__WORK REQUEST__. Determine the count of lines in the following entries that contain the string "public". Write only the number.

◇ ◇ ◇ ◇

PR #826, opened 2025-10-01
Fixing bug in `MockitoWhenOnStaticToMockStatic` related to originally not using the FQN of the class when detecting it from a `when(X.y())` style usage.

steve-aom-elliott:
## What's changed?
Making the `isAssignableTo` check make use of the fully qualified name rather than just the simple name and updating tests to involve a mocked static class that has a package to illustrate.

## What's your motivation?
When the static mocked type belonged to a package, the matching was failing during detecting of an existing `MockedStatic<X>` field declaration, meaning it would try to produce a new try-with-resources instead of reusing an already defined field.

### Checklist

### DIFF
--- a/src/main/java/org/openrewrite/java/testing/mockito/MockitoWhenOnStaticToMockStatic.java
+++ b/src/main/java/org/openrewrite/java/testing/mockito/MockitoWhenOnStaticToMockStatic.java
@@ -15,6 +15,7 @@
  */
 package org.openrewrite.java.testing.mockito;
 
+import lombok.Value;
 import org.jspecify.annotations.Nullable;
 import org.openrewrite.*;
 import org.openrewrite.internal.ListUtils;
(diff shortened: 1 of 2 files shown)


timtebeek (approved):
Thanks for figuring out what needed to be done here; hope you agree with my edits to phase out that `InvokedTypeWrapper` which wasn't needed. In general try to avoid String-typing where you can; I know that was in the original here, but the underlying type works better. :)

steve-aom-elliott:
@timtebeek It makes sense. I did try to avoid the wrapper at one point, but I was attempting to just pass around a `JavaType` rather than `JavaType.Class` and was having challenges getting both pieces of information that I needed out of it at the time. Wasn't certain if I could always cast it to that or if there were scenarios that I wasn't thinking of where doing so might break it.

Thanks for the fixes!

◇ ◇ ◇ ◇

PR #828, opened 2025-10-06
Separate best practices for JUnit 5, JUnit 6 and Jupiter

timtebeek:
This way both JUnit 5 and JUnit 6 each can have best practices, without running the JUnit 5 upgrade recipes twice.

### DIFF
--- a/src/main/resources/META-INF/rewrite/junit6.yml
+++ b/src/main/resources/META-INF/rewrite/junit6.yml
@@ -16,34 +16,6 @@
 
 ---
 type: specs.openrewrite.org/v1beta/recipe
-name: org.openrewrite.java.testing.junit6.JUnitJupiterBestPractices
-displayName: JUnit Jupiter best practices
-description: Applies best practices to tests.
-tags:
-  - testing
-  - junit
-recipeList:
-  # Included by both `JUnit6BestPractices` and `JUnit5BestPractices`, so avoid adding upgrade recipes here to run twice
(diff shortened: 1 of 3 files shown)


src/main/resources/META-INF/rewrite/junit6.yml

◇ ◇ ◇ ◇

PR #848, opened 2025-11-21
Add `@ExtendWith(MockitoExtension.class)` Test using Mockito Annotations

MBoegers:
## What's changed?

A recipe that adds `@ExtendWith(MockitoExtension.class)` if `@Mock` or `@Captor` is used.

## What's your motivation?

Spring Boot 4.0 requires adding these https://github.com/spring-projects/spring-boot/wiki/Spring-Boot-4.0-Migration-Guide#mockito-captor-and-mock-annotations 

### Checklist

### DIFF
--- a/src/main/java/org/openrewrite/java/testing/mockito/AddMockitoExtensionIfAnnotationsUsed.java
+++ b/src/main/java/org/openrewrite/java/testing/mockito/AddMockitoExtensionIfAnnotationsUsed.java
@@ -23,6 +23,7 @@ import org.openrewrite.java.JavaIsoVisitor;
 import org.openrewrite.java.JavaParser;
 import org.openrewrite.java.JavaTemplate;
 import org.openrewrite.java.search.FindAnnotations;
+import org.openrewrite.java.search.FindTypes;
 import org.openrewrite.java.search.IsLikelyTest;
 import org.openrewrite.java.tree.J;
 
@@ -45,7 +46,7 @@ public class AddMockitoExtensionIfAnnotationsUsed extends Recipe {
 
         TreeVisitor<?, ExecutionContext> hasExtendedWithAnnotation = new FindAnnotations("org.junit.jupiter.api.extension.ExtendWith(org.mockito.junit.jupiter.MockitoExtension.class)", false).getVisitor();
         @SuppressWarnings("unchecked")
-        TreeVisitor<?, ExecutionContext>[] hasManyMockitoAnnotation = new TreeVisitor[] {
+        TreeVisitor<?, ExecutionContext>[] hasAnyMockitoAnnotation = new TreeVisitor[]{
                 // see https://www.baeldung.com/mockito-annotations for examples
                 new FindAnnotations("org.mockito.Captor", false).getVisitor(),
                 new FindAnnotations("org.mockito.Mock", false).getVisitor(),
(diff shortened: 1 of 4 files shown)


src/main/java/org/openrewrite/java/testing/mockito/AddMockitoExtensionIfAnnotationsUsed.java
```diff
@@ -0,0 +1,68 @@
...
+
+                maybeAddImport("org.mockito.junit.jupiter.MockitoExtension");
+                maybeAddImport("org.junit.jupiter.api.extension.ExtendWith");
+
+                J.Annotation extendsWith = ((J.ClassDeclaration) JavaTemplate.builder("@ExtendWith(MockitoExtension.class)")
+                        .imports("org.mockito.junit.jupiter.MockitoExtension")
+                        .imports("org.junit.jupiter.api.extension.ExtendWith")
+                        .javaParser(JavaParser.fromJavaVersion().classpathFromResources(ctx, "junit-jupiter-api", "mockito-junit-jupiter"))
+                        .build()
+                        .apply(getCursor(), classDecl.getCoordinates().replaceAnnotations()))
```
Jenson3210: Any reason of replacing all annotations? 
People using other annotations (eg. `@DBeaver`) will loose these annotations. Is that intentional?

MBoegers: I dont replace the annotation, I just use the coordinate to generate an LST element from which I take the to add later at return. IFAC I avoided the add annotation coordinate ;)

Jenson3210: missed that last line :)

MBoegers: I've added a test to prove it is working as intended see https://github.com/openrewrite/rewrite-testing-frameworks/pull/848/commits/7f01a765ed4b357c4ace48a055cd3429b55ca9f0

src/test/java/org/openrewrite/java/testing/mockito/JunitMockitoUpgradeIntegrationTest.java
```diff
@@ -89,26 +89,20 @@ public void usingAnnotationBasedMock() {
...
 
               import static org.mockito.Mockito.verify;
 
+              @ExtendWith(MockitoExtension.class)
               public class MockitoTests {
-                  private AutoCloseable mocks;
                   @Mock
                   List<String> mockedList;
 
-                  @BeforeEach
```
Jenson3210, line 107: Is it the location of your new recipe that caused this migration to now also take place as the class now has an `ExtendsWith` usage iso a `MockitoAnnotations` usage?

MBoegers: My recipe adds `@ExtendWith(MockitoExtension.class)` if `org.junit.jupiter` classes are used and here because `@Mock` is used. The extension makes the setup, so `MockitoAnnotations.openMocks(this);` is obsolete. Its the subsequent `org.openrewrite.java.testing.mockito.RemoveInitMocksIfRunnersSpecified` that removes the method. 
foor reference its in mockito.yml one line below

◇ ◇ ◇ ◇

__RESULT OF THE EXERCISE__. 3